PR #1411, opened 2022-06-06
Solution

averstiuk:


stanislav-topikha (approved):

src/calculateRentalCost.js
```diff
@@ -28,7 +28,24 @@
...
+    return fullPrice;
+  } else if (days <= 6) {
+    fullPrice = dayPrice * days - minDiscount;
+
+    return fullPrice;
+  } else {
+    fullPrice = dayPrice * days - maxDiscount;
+
+    return fullPrice;
+  }
```
jstmpelowycz, line 48: the checklist, p.3

src/calculateRentalCost.js
```diff
@@ -28,7 +28,24 @@
...
 
 function calculateRentalCost(days) {
-  // write code here
+  const dayPrice = 40;
+  let fullPrice = 0;
+  const minDiscount = 20;
+  const maxDiscount = 50;
+
+  if (days <= 2) {
+    fullPrice = dayPrice * days;
```
jstmpelowycz, line 37: as you can see over your code, `total` always has its default value of `dayPrice * days`, so you put it there right away

jstmpelowycz (changes requested):
good start! let's fix the issues

src/calculateRentalCost.js
```diff
@@ -28,7 +28,27 @@
...
+    fullPrice = totalPrice;
+
+    return fullPrice;
+  }
+
+  if (days < 7) {
+    fullPrice = totalPrice - minDiscount;
+
+    return fullPrice;
+  }
```
jstmpelowycz, line 47:
```suggestion

  if (days < 3) {
    return totalPrice;
  }

  if (days < 7) {
    return totalPrice - minDiscount;
  }
```

jstmpelowycz: so, you could get it simpler

jstmpelowycz (approved):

* [TASK TO CARRY OUT]: Print the data above exactly.

* [OUTPUT OF THE TASK]:
PR #1411, opened 2022-06-06
Solution

averstiuk:


stanislav-topikha (approved):

src/calculateRentalCost.js
```diff
@@ -28,7 +28,24 @@
...
+    return fullPrice;
+  } else if (days <= 6) {
+    fullPrice = dayPrice * days - minDiscount;
+
+    return fullPrice;
+  } else {
+    fullPrice = dayPrice * days - maxDiscount;
+
+    return fullPrice;
+  }
```
jstmpelowycz, line 48: the checklist, p.3

src/calculateRentalCost.js
```diff
@@ -28,7 +28,24 @@
...
 
 function calculateRentalCost(days) {
-  // write code here
+  const dayPrice = 40;
+  let fullPrice = 0;
+  const minDiscount = 20;
+  const maxDiscount = 50;
+
+  if (days <= 2) {
+    fullPrice = dayPrice * days;
```
jstmpelowycz, line 37: as you can see over your code, `total` always has its default value of `dayPrice * days`, so you put it there right away

jstmpelowycz (changes requested):
good start! let's fix the issues

src/calculateRentalCost.js
```diff
@@ -28,7 +28,27 @@
...
+    fullPrice = totalPrice;
+
+    return fullPrice;
+  }
+
+  if (days < 7) {
+    fullPrice = totalPrice - minDiscount;
+
+    return fullPrice;
+  }
```
jstmpelowycz, line 47:
```suggestion

  if (days < 3) {
    return totalPrice;
  }

  if (days < 7) {
    return totalPrice - minDiscount;
  }
```

jstmpelowycz: so, you could get it simpler

jstmpelowycz (approved):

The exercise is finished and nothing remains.